Hi Sharon! I didn’t have poetry read to me (or have much”literature” in the home), so, pre-school, I learned how to read from my brother’s comic books (Little Lulu was the best–loved that rebel girl), cereal boxes, street signs and any other scraps of words floating around. Once I was so excited to be able to read a street sign I shouted “Turkey Salad” from the backseat of the car (the sign said “Thickly Settled”). Blank stares. Another time, while waiting with my father while he bought some beer at a liquor store, I noticed a painting with a retriever-type dog on the wall above the cashier and was so excited (I loved dogs), I yelled “Cheapskate!” (It was a Chesapeake Bay Retriever). My father looked astonished as he was just making the purchase. The sounds of words were also magical and thrilling. At mass, of course I couldn’t understand the Latin, but loved the climb and sway and sheer power of it. At home, my father would intone: “Who’s playing dominoes on my shirt tails?” (taken from dominus vobiscum and some other Latin phrase). He’d also mix up the beatitudes (e.g. “Many are cold, but few are frozen”). I loved all the wordplay and sounds–my brother and I used to take a word and repeat it until it had different meanings, then no meaning, just a sound. We would laugh ourselves into stomach aches. It was glorious. All of this comes to mind from your question. My love of words and their sounds was most certainly the precursor for my love of poetry. Thanks for starting the conversation!
I love this! Exactly that love of language we start from. Made me laugh out loud.

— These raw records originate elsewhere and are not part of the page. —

PR #27, opened 2020-01-27
OM-362 no service connections

jimppa:
Show text when user does not have any service connections.
Put all graphql ts-types into one generated file.


src/i18n/fi.json
```diff
@@ -14,7 +14,8 @@
   },
   "serviceConnections": {
     "title": "Yhdistetyt palvelut",
-    "explanation": "Olet yhdistänyt seuraavat palvelut tunnukseesi. Voit käyttää samalla profiilillasi useita helsingin kaupungin palveluita sekä tiettyjä kolmansien osapuolten palveluita."
+    "explanation": "Olet yhdistänyt seuraavat palvelut tunnukseesi. Voit käyttää samalla profiilillasi useita helsingin kaupungin palveluita sekä tiettyjä kolmansien osapuolten palveluita.",
+    "empty": "Sinulla ei tällä hetkellä ole palveluita liitettynä profiiliisi."
```
tuovinensanttu: With the current combination of "explanation" + "empty" the message can be little confusing. I think you can remove sentence `Olet yhdistänyt seuraavat palvelut tunnukseesi` to make it more understandable for the user. 

Same for the other languages.

tuovinensanttu (changes requested):

tuovinensanttu (approved):

PR #31, opened 2020-02-06
OM - 450 | Polish connected services

tuovinensanttu:
Includes
- OM - 451
- OM - 453

Added missing heading above used data list.
Prevented HKI_MY_DATA from rendering.
Added service created text.


Jokinen (approved):
Cod looked clean. Checked the UI and it behaved as described 👍Nice job!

Joan – This is so funny. I love that you remember so many examples. “Turkey Salad” *still chuckling from that one.
This is hilarious, Joan.
My mother read to me from a collection edited by Louis Untermeyer (I still have it) and I was mostly fascinated by rhyme and cadence. I still remember “The Raggedy Man” (there’s Riley again–amazing to hear his name right off the bat in this conversation) and my then favorite poem, “The Highwayman” by Alfred Noyes. I was also enthralled by humor and loved Ogden Nash. In the 6th grade I memorized “Eletelephony,” by Laura Elizabeth Richards. I have often turned to that Untermeyer collection just to pore through in idle moments. There are some good and some great poems in it, and even a Whitman excerpt (I didn’t like it as a child), but the truth is, it just reminds me of the comfort of my mother’s voice and the beauty of rhythm and rhyme.
Dave, I love this. The ending brought tears to my eyes because it’s exactly the source we need to keep in touch with.
Here’s my next question about this topic. How would you say those elements of poetry that moved you as a child shape your poetry in the present?
I love Kathleen’s explanation of “Dolor” understanding her better than she understood herself. That is how I felt when I came upon “A Secret Life” (Which is a theme you mentioned as well, Sharon.) by Stephen Dunn:
A Secret Life
Why you need to have one
is not much more mysterious than
why you don’t say what you think
at the birth of an ugly baby.
Or, you’ve just made love
and feel you’d rather have been
in a dark booth where your partner
was nodding, whispering yes, yes,
you’re brilliant. The secret life
begins early, is kept alive
by all that’s unpopular
in you, all that you know
a Baptist, say, or some other
accountant would object to.
It becomes what you’d most protect
if the government said you can protect
one thing, all else is ours.
When you write late at night
it’s like a small fire
in a clearing, it’s what
radiates and what can hurt
if you get too close to it.
It’s why your silence is a kind of truth.
Even when you speak to your best friend,
the one who’ll never betray you,
you always leave out one thing;
a secret life is that important.
This poem not only described the secret life in a concrete way that I could not yet articulate, it gave me permission for my own inner self, which was beginning to include writing poetry. I now protect my secret life like contraband. And without guilt.